Slim Otmani sur Radio M : " L’économie algérienne a besoin du choc de confiance que produira la convertibilité du Dinar" (vidéo)


Pour le Président de Care, La solution et la sortie de crise pour l’économie algérienne se situent dans le « choc de confiance » que produira la mise en convertibilité du dinar et non pas dans le retours à des méthodes de gestion administratives du commerce extérieur. Pour sa première émission ‘’L’invité du direct‘’ en 2016, RadioM a reçu ce mercredi 13 janvier, le Président du conseil d'administration de NCA Rouiba, et président du think tank algérien CARE, M. Slim Othmani.


Dans un contexte marqué par la réduction des ressources financières du pays et le retours en force de la gestion administrative du commerce extérieur , c’est un credo libéral de facture très classique que Slim Othmani est venu défendre sur les ondes de Radio M. Commentant les dernières annonces relatives aux quotas d’importation fixés par le ministère du commerce pour le ciment, le rond à béton et les véhicules, le Président de Care livre un point de vue tranché : « les mesures qui ont été prises me gênent beaucoup ! Ce sont des mesures de sauvegarde, qui poursuivent des objectifs à très court-terme.
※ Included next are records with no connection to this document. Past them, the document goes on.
Issue #1327, opened 2016-06-27
Add HTTP error 507 to the git-lfs protocol


green-coder:
I think it makes sense to have the HTTP error 507 (Insufficient Storage) in a Large File Server. The LFS protocol currently doesn't list this error in the optional codes to be returned by the server in case of problem.

I request to add it.

technoweenie:
Thanks for the suggestion. Sounds good to me :)

technoweenie:
Added this to the roadmap in #1438

PR #1473, opened 2016-08-20
Add HTTP 507 (Insufficient Storage) to the list of optional statuses

dpursehouse:
Mention that the server implementation may optionally return status
code 507.

This does not add any specific handling of 507 in either the client or
the test server implementation. If a server returns this status code,
it will be handled by the client as a generic "Server Error".

See #1327 and #1438.

### DIFF
--- a/docs/api/v1/http-v1-batch.md
+++ b/docs/api/v1/http-v1-batch.md
@@ -285,6 +285,7 @@ specify any rate limits, implementors are encouraged to set some for
 availability reasons.
 * 501 - The server has not implemented the current method.  Reserved for future
 use.
+* 507 - The server has insufficient storage capacity to complete the request.
 * 509 - The bandwidth limit for the user or repository has been exceeded.  The
 API does not specify any bandwidth limit, but implementors may track usage.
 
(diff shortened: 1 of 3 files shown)


ttaylorr:
Looks good. Would you mind also adding an entry for a `507` response [here](https://github.com/github/git-lfs/blob/ddfaae3c3a5ada9a0afe4c24c596b662bbc28ffc/httputil/response.go#L23-L29), as per https://github.com/github/git-lfs/pull/1438#issuecomment-241061811?

dpursehouse:
> Would you mind also adding an entry for a `507` response

That was omitted intentionally, such that the error code is mentioned in the document allowing servers to optionally return it, but the client behaviour is unchanged and a generic error will be shown.  This is consistent with the behaviour for other optional codes such as `429` and `529`.

If it's OK to add a specific message for `507`, I would prefer to do that in a separate PR along with the other ones that are also omitted.

dpursehouse:
@ttaylorr I added the messages in c7022e7c6f53c4a66134b53c2ffd3c91ce5d1d8d.

technoweenie:
@dpursehouse I would've accepted a separate PR, but this works too :+1:

ttaylorr:
Merged this in as a single commit by accident, I think GitHub remembered that from when I merged the 1.4.0 release branch. I'll unset that default so that this doesn't happen again.

Thanks anyways!

dpursehouse:
\o/

thanks.

PR #1482, opened 2016-08-24
Test `RetriableReader`

ttaylorr:
This pull-request is a small addendum to @larsxschneider's #1454 to add tests around the `RetriableReader`.

The only behavior change in this PR is that `RetriableReader` will no longer re-wrap already retriable errors, per https://github.com/github/git-lfs/pull/1454#discussion_r76088729.

-

/cc @technoweenie @larsxschneider for 💭  and 👀

### DIFF
--- a/tools/iotools.go
+++ b/tools/iotools.go
@@ -98,10 +98,16 @@ func NewRetriableReader(r io.Reader) io.Reader {
 
 func (r *RetriableReader) Read(b []byte) (int, error) {
 	n, err := r.reader.Read(b)
-	// EOF is a successful response as it is used to signal a graceful end of input
-	// c.f. https://git.io/v6riQ
-	if err == nil || err == io.EOF {
+
+	// EOF is a successful response as it is used to signal a graceful end
+	// of input c.f. https://git.io/v6riQ
+	//
+	// Otherwise, if the error is non-nill and already retriable (in the
+	// case that the underlying reader `r.reader` is itself a
+	// `*RetriableReader`, return the error wholesale:
+	if err == nil || err == io.EOF || errors.IsRetriableError(err) {
 		return n, err
 	}
+
 	return n, errors.NewRetriableError(err)
 }
--- a/tools/iotools.go
+++ b/tools/iotools.go
@@ -102,7 +102,7 @@ func (r *RetriableReader) Read(b []byte) (int, error) {
 	// EOF is a successful response as it is used to signal a graceful end
 	// of input c.f. https://git.io/v6riQ
 	//
-	// Otherwise, if the error is non-nill and already retriable (in the
+	// Otherwise, if the error is non-nil and already retriable (in the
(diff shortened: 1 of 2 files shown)


tools/iotools.go
```diff
@@ -98,10 +98,16 @@ func NewRetriableReader(r io.Reader) io.Reader {
...
-	// c.f. https://git.io/v6riQ
-	if err == nil || err == io.EOF {
+
+	// EOF is a successful response as it is used to signal a graceful end
+	// of input c.f. https://git.io/v6riQ
+	//
+	// Otherwise, if the error is non-nill and already retriable (in the
+	// case that the underlying reader `r.reader` is itself a
+	// `*RetriableReader`, return the error wholesale:
+	if err == nil || err == io.EOF || errors.IsRetriableError(err) {
```
larsxschneider: Nice catch!

tools/iotools_test.go
```diff
@@ -0,0 +1,76 @@
+package tools_test
+
+import (
+	"bytes"
+	"io"
+	"testing"
+
+	"github.com/github/git-lfs/errors"
+	. "github.com/github/git-lfs/tools"
```
larsxschneider: What does the `.` mean here?

ttaylorr: A `.` import (called "dot-import") imports all of that packages publicly exported identifiers into the namespace of the current package. This way, I can refer to things that package `tools` exports in the `tools_test` package without having to say `tools.X` (I can instead just refer to `X`).

They are generally discouraged in production code, but I quite like them for tests since it allows me to isolate tests from private fields/methods while still keeping the code clean.

tools/iotools_test.go
```diff
@@ -0,0 +1,76 @@
...
+// ErrReader implements io.Reader and only returns errors.
+type ErrReader struct {
+	// err is the error that this reader will return.
+	err error
+}
+
+// Read implements io.Reader#Read, and returns (0, e.err).
+func (e *ErrReader) Read(p []byte) (n int, err error) {
+	return 0, e.err
+}
```
larsxschneider: Very nice 👍 ! I felt really bad that I did not provide a proper test case... but my golang foo was not sufficient to write a test quickly. Thanks for this great tutorial here! Next time I will try to write the test myself 😄

ttaylorr: Thanks for your great patch 😄

tools/iotools_test.go
ttaylorr: As @rubyist points out, on second thought, this is not such a great idea. Having dot-imports makes it hard for humans and tools to figure out where identifiers are coming from. We already isolate ourselves from private members, which is all that matters 😄

ttaylorr:
Travis seems to be misreporting builds as having failed, even though all of the tests are passing as expected. I kicked off a restart of the builds and will begin the 1.4.1 release process as soon as this is merged in.

PR #1495, opened 2016-08-31
commands: try out RegisterCommand()

technoweenie:
This is an incomplete PR that I wanted to try after reading [this conversation](https://github.com/github/git-lfs/pull/1478#discussion-diff-75845058).

Unlike the existing `RegisterSubcommand()`, `RegisterCommand()` wraps the initialization of the `*cobra.Command` with the following properties:

* `Use` - The lfs sub command name, needed by every command.
* `Run` - The function for the command.
* `PreRun` - This is the controversial part. _Most_ commands want this set.

I agree that it's better that the few commands that don't need `.git/lfs` initialized can disable the `PreRun` hook. By default though, all `RegisterCommand` callers should work.

The `bool` return value also lets commands choose if they're activated. Currently only used for experimental commands like `locks`.

If this approach is favorable, I'll update all `RegisterSubcommand()` callers, kill it, and change how `subcommandFuncs` works.

### DIFF
--- a/commands/command_checkout.go
+++ b/commands/command_checkout.go
@@ -231,11 +231,5 @@ func checkoutWithChan(in <-chan *lfs.WrappedPointer) {
 }
 
 func init() {
-	RegisterSubcommand(func() *cobra.Command {
-		return &cobra.Command{
-			Use:    "checkout",
-			Run:    checkoutCommand,
-			PreRun: resolveLocalStorage,
-		}
-	})
+	RegisterCommand("checkout", checkoutCommand, nil)
 }
--- a/commands/command_clean.go
+++ b/commands/command_clean.go
@@ -75,11 +75,5 @@ func cleanCommand(cmd *cobra.Command, args []string) {
 }
 
 func init() {
-	RegisterSubcommand(func() *cobra.Command {
-		return &cobra.Command{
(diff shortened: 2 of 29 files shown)


sinbad:
👍  Exactly what I had in mind. My only thought is it would be nice to have some docs on `Register[Sub]Command` to make the process a bit clearer (what the bool means, why choice of enable is deferred until that function call returns).

sinbad:
When you apply this to the rest of the commands, please can you disable the pre-run for `git lfs version` as well? This will fix #1496

technoweenie:
I updated everything to use `RegisterCommand()` and removed `RegisterSubcommand()`. Updated the docs as well. Going to see if I can get rid of the bool return value...

technoweenie:
The cfg is available in `init()`, so I was able to pull the `isCommandEnabled()` calls out of the `RegisterCommand()` fn callback, and in `init()` directly.

ttaylorr:
Looks awesome 👍  I wasn't totally sure whether or not the `RegisterCommand` idea would be clear enough, but since it's documented it works fantastically. I'm really glad that we're saving space and still being clear about what's going on 👍

sinbad:
:metal:

PR #1497, opened 2016-09-01
Automatically upgrade old filters instead of requiring —force

sinbad:
Came across a case recently where someone hadn't used git-lfs for a while and suddenly got errors on `git lfs install` of the form:

```
filter.lfs.clean attribute should be "git-lfs clean --%f" but is "git-lfs clean %f"
```

This surprised me because I thought we had upgrade paths for our config, but turns out that was only for hooks. So rather than making them run `git lfs install --force` for something we already know about, I introduced the same concept as for hooks, a list of upgradeable values we used to use. 

While I was at this I removed the attribute upgrade path for `git-media`, since it was vague and over-general really and I don't think it's necessary any more? I can put it back if there was a specific reason it's still there but looked like a relic to me.

### DIFF
--- a/lfs/attribute.go
+++ b/lfs/attribute.go
@@ -2,14 +2,9 @@ package lfs
 
 import (
 	"fmt"
-	"regexp"
 	"strings"
 
 	"github.com/github/git-lfs/git"
-)
-
-var (
-	valueRegexp = regexp.MustCompile("\\Agit[\\-\\s]media")
 )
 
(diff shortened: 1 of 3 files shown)


technoweenie:
Awesome, thanks for adding this! 

The `git-media` stuff is _way_ outdated. I don't think there's any need to find every filter we used during development :)

ttaylorr:
This looks awesome. Thanks!

Issue #1501, opened 2016-09-04
Lfs plumbing commands to follow git conventions


kingces95:
A small nit: Allow a file to be passed to `git lfs clean` so that (on windows):

    type foo.dll | git lfs clean 

could be executed as

    git lfs clean foo.dll

`git hash-object` accepts a file path by default and reads from stdin when `--stdin` is passed. It may be a breaking change to make `git lfs clean` follow that convention but maybe the installer can update the filters to allow for this change.

sinbad:
Both `git lfs clean` and `git lfs smudge` are _solely_ provided to interact with the git filter system, they're not "plumbing" commands per se. I don't think it's worth breaking compatibility for this.

I think the command you're looking for is `git lfs pointer`.

ttaylorr:
Yes, both the `clean` and `smudge` commands are internal commands that are not intended for use by a user. I've gone ahead and updated our documentation for the `git-lfs clean` command to point to `git-lfs-pointer(1)`'s documentation for this sort of use in #1503.

PR #1503, opened 2016-09-05
docs/man: reference git-lfs-pointer(1) in clean documentation

ttaylorr:
This pull-request adds some new documentation to `git-lfs-clean`'s man page to reflect that it is not a part of the user-facing plumbing commands. Instead, it points to the `git-lfs-pointer(1)` documentation in order to preview what the generated pointer data would look like for a particular object.

--

/cc @sinbad @kingces95 @technoweenie #1501


sinbad:
👍 thanks!

Issue #1486, opened 2016-08-26
Client does not display error message when server returns 503


dpursehouse:
Using the current head of the master branch:

```
git-lfs $ git describe
v1.4.0-9-g89f37f4
```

Elles hypothèquent dangereusement l’avenir de notre économie ». Slim Othmani estime que le développement et la diversification de l’économie algérienne ne se feront pas à travers « les carcans des licences d’importation ou du contingentement ». La conséquence d’un tel protectionnisme produira de puissants lobbys qui feront tout pour maintenir leurs monopoles, soutient-il. Et de poursuivre : « On voit déjà des secteurs protégés, dont la production a explosé à nouveau. Si on se place dans une logique exclusive de substitution aux importations, on ne pourra pas construire une économie efficiente ». La réduction par des méthodes administratives des importations de véhicules elles-mêmes ne trouve pas grâce à ses yeux . « C’est une démarche incohérente car elle va pousser au développement du marché parallèle de l’automobile et des pièces de rechange ».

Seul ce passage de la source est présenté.